Detailed Pipeline Stages

1. Data Ingestion Stage

Using Python's requests library to download raw Parquet data and store it in a predefined path. This task ensures we have fresh monthly data for further processing.

Example code:

def download_data():
    url = "https://data-source.com/path/to/taxi_data.parquet"
    response = requests.get(url)
    with open("/path/to/data/raw_taxi_data.parquet", "wb") as f:
        f.write(response.content)

2. Preprocessing with Spark

Using SparkSubmitOperator to submit a PySpark job for data cleaning:

Remove rows with null values
Standardize datetime formats
Deduplicate records
Partition by month or date to allow multiple workers to process independently
Finally, use coalesce(1) to ensure downstream tasks handle only one file

Example code:

df.dropna() \
  .dropDuplicates() \
  .repartition("year", "month") \
  .write.parquet("/path/to/partitioned/data/")

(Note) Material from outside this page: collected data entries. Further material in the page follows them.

PR #581, opened 2022-01-22
Fix silent error in token refresh 

kanalo-shrek:
This fixes the Scenario where if `refresh` is passed as `true` and no refresh token is present there is a silent failure

If `AccessTokenRequest` is requested with `refresh: true` and no refresh_token is present in the session, there is no error thrown esp if there is an existing session, this causes a silent error.

### DIFF
--- a/src/session/get-access-token.ts
+++ b/src/session/get-access-token.ts
@@ -129,23 +129,24 @@ export default function accessTokenFactory(
       }
     }
 
-    // Check if the token has expired.
-    // There is an edge case where we might have some clock skew where our code assumes the token is still valid.
-    // Adding a skew of 1 minute to compensate.
-    if (!session.refreshToken && session.accessTokenExpiresAt * 1000 - 60000 < Date.now()) {
-      throw new AccessTokenError(
-        'access_token_expired',
-        'The access token expired and a refresh token is not available. The user will need to sign in again.'
-      );
-    }
 
     // Check if the token has expired.
     // There is an edge case where we might have some clock skew where our code assumes the token is still valid.
     // Adding a skew of 1 minute to compensate.
     if (
-      (session.refreshToken && session.accessTokenExpiresAt * 1000 - 60000 < Date.now()) ||
-      (session.refreshToken && accessTokenRequest && accessTokenRequest.refresh)
+      (session.accessTokenExpiresAt * 1000 - 60000 < Date.now()) ||
+      (accessTokenRequest && accessTokenRequest.refresh)
     ) {
+      // Check if the token has expired.
+      // There is an edge case where we might have some clock skew where our code assumes the token is still valid.
+      // Adding a skew of 1 minute to compensate.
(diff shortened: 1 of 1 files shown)


src/session/get-access-token.ts
```diff
@@ -129,23 +129,24 @@ export default function accessTokenFactory(
       }
     }
 
-    // Check if the token has expired.
-    // There is an edge case where we might have some clock skew where our code assumes the token is still valid.
-    // Adding a skew of 1 minute to compensate.
-    if (!session.refreshToken && session.accessTokenExpiresAt * 1000 - 60000 < Date.now()) {
-      throw new AccessTokenError(
```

# Final output as a single CSV file
df.coalesce(1).write.csv("/path/to/output.csv", header=True)

3. PostgreSQL Storage Stage (Staging Layer)

This stage loads the cleaned data into PostgreSQL, acting as a controlled environment for further SQL transformations before sending the data to BigQuery.

Using chunk-based processing to avoid memory overload and improve performance:

df_iter = pd.read_csv(csv_file, chunksize=chunksize, iterator=True)
while True:
    try:
        chunk = next(df_iter)
        # Clean column names: remove spaces
        chunk.columns = [col.strip() for col in chunk.columns]  
        # Convert strings to datetime
        chunk["tpep_pickup_datetime"] = pd.to_datetime(chunk["tpep_pickup_datetime"], errors="coerce")
        chunk["tpep_dropoff_datetime"] = pd.to_datetime(chunk["tpep_dropoff_datetime"], errors="coerce")
        # Insert data
        chunk.to_sql("table_name", engine, if_exists="append", index=False, method="multi")
    except StopIteration:
        print("All chunks processed. PostgreSQL loading complete!")
        break

After uploading large datasets, creating indexes on commonly filtered or joined columns (such as B-Tree indexes):

CREATE INDEX idx_pickup_datetime ON taxi_data(tpep_pickup_datetime);

4. Data Modeling Phase

In this stage, we perform data modeling and enrichment:

Create a main table structure, specifying pickup_date as the partition key
Create sub-tables
Use SQL statements with CASE WHEN logic to enrich the dataset

-- Add time bucket column
ALTER TABLE taxi_data ADD COLUMN time_bucket VARCHAR(20);

-- Populate values using CASE WHEN
UPDATE taxi_data
SET time_bucket = CASE
    WHEN EXTRACT(HOUR FROM tpep_pickup_datetime) BETWEEN 7 AND 10 THEN 'Morning Rush'
    WHEN EXTRACT(HOUR FROM tpep_pickup_datetime) BETWEEN 16 AND 19 THEN 'Evening Rush'
    ELSE 'Other'
END;

5. BigQuery Synchronization Stage (Warehouse Layer)

Configuring LoadJobConfig to enable schema autodetection and automatically skip header rows during ingestion:

from google.cloud import bigquery

client = bigquery.Client()
job_config = bigquery.LoadJobConfig(
    source_format=bigquery.SourceFormat.CSV,
    skip_leading_rows=1,
    autodetect=True,
)

with open(csv_file, "rb") as source_file:
    load_job = client.load_table_from_file(
        source_file,
        "project.dataset.table",
        job_config=job_config
    )

load_job.result()  # Wait for the job to complete

6. Visualization Stage (Optional)

Using Grafana or Looker Studio to connect to BigQuery datasets and build dashboards for insights like trip volume, average fare by time buckets, etc.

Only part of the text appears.